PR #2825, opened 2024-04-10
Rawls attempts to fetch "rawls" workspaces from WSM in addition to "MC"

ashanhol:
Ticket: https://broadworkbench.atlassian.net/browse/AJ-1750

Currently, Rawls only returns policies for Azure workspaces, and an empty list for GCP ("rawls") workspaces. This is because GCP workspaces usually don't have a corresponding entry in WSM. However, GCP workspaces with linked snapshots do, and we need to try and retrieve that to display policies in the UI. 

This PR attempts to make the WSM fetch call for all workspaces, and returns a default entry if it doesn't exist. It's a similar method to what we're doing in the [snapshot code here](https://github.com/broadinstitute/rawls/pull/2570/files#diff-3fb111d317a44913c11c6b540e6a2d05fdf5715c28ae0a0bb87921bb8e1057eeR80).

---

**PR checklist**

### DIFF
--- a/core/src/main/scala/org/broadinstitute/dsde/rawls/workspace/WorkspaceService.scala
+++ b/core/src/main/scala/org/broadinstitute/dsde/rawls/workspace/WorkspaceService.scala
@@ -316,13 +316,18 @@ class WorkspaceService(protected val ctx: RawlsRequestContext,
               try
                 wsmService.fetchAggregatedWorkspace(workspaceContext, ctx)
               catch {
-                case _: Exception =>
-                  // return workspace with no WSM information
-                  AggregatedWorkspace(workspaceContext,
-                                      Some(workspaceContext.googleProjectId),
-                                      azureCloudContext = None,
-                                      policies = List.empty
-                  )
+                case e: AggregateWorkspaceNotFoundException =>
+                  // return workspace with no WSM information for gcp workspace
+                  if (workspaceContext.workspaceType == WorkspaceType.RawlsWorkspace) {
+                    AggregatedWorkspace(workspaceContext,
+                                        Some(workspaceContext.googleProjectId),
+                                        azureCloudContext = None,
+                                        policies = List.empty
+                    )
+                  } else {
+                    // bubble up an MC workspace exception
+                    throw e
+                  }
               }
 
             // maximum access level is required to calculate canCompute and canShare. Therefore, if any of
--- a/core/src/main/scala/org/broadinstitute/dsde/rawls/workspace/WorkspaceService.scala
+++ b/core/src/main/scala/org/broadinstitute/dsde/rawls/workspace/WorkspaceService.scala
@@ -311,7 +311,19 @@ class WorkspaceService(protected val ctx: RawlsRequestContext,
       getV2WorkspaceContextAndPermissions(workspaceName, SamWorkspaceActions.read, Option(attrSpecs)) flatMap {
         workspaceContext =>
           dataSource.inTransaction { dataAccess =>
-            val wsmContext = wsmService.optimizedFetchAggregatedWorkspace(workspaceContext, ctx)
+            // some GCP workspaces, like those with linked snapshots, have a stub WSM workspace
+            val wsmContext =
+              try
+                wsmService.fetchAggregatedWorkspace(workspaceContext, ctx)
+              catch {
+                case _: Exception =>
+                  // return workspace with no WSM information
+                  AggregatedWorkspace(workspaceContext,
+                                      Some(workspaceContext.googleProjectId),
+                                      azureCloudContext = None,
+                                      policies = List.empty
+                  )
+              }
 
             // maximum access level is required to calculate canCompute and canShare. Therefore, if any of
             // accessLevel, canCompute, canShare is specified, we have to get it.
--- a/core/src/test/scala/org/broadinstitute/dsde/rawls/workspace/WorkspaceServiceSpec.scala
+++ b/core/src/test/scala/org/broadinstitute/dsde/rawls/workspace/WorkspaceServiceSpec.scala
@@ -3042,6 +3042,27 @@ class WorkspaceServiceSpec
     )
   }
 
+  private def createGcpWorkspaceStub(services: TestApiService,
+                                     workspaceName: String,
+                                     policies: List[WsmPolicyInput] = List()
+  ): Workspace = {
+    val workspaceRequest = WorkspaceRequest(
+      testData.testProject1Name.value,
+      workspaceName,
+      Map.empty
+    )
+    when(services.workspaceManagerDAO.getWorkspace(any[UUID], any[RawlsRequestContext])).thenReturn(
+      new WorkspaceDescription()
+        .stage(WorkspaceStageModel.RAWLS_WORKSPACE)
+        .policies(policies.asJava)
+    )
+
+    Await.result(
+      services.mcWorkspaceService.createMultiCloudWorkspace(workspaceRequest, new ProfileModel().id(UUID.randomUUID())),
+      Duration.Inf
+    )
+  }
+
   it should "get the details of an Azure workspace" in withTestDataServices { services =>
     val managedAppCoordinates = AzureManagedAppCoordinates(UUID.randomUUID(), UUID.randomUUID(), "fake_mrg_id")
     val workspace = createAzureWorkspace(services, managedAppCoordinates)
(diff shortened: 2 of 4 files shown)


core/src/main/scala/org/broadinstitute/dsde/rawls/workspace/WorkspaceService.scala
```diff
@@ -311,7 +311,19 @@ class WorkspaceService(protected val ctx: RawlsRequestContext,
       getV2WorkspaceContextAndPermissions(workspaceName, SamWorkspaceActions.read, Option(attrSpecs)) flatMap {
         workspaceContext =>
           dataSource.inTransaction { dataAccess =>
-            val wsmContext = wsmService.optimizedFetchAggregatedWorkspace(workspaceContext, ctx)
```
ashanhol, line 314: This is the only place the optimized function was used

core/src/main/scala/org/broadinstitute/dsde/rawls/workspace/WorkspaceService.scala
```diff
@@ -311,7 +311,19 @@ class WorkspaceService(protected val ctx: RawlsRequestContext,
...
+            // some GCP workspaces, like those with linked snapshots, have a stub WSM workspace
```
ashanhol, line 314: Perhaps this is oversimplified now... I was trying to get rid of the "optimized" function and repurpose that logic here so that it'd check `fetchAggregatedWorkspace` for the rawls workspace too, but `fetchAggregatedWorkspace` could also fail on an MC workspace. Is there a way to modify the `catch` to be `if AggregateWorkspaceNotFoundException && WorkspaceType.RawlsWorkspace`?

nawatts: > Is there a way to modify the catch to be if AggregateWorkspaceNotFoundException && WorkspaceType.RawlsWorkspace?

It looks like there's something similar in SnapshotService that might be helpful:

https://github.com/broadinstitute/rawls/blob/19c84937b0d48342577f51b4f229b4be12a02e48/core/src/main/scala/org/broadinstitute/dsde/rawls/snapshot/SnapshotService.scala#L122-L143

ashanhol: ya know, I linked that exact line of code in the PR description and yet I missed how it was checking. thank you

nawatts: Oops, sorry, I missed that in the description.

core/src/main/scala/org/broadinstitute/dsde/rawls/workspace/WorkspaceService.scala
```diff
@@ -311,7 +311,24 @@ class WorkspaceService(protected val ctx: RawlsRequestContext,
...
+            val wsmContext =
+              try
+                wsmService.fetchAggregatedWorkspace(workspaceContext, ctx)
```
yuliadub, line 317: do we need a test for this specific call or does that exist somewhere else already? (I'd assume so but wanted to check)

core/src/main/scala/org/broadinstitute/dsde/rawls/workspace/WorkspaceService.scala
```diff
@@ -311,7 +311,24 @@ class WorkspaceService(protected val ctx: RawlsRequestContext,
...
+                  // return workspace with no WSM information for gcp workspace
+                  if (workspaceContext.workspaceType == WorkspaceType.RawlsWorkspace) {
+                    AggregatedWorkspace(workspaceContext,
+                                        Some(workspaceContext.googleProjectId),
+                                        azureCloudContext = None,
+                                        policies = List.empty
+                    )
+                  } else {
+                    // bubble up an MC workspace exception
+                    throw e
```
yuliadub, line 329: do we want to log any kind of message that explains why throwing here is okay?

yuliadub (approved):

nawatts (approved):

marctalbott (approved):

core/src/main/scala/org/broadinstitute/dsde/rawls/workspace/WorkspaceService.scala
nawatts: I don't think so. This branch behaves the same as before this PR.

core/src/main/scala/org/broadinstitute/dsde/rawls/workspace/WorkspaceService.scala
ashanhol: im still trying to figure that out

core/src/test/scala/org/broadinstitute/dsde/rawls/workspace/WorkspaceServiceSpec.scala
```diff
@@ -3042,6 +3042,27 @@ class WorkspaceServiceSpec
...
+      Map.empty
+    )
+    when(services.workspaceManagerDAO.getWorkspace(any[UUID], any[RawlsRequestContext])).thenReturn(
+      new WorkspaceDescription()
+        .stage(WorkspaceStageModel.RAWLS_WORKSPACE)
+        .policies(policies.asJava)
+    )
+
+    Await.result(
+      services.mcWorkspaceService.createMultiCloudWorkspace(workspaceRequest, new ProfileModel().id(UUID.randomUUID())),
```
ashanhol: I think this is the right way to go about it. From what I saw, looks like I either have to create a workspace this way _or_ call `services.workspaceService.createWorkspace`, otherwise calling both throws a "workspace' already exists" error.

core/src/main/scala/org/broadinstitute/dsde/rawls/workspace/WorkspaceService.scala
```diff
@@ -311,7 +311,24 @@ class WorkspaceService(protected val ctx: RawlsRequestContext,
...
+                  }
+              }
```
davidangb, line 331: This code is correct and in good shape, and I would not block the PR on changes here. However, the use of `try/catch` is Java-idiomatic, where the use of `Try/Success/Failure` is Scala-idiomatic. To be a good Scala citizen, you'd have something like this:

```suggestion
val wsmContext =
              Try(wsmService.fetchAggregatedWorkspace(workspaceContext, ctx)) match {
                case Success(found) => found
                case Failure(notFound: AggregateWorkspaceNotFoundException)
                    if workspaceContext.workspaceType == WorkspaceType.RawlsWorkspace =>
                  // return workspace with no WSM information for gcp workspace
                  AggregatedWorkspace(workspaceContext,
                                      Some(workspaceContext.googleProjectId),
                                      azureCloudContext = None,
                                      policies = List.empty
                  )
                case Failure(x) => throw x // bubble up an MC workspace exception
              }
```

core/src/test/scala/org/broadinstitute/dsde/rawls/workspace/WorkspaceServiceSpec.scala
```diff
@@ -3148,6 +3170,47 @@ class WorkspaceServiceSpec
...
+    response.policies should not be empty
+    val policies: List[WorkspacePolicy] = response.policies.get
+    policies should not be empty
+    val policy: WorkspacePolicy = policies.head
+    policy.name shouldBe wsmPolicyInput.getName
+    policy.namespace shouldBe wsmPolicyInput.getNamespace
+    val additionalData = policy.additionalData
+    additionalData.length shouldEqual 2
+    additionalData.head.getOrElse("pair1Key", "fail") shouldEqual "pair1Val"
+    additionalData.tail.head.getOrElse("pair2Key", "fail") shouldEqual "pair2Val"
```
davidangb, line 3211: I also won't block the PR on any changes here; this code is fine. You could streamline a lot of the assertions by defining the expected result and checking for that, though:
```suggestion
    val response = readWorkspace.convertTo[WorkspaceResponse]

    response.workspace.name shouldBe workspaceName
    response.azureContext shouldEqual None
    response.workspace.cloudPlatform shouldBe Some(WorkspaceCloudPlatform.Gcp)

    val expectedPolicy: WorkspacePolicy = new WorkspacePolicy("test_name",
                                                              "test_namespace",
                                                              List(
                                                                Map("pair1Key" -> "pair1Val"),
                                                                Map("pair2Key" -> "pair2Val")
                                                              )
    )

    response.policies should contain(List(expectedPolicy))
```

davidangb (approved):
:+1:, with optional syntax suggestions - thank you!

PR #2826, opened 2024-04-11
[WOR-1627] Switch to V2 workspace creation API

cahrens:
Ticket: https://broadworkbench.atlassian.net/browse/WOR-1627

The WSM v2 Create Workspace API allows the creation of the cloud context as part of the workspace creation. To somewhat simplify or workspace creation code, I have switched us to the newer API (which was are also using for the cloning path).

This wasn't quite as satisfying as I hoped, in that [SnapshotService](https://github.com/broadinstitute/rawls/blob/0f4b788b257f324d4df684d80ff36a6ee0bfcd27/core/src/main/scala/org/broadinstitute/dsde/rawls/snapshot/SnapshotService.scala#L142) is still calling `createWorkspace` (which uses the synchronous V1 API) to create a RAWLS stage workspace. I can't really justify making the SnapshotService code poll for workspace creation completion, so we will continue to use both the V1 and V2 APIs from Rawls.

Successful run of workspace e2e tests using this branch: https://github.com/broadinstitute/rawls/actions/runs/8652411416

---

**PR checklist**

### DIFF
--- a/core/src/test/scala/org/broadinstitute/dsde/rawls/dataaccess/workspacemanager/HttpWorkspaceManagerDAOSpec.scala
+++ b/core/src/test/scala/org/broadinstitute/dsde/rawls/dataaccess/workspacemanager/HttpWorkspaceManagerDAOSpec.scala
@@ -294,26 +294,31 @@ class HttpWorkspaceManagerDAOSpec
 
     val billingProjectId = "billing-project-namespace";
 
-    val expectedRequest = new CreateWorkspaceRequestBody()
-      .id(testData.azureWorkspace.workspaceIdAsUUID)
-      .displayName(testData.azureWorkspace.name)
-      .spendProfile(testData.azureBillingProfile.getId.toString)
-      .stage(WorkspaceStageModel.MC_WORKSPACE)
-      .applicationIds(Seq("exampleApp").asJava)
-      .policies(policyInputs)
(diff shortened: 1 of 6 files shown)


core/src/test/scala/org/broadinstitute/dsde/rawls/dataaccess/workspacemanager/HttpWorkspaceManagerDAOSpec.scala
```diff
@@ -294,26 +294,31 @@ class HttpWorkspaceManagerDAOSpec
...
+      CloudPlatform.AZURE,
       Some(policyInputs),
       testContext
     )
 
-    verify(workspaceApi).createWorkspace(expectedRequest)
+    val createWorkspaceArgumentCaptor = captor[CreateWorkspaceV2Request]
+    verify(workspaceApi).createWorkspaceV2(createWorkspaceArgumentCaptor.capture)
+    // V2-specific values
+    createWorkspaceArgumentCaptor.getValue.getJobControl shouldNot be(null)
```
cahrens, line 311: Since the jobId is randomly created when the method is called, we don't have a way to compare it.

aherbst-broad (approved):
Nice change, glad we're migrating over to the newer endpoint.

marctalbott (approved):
□ □ □ □
Copy out only the lines above from the one with "Ticket: https://broadworkbench.atlassian.net/browse/WOR-1627" to the one with "The WSM v2 Create", inclusive, exactly as they stand.

Ticket: https://broadworkbench.atlassian.net/browse/WOR-1627

The WSM v2 Create Workspace API allows the creation of the cloud context as part of the workspace creation. To somewhat simplify or workspace creation code, I have switched us to the newer API (which was are also using for the cloning path).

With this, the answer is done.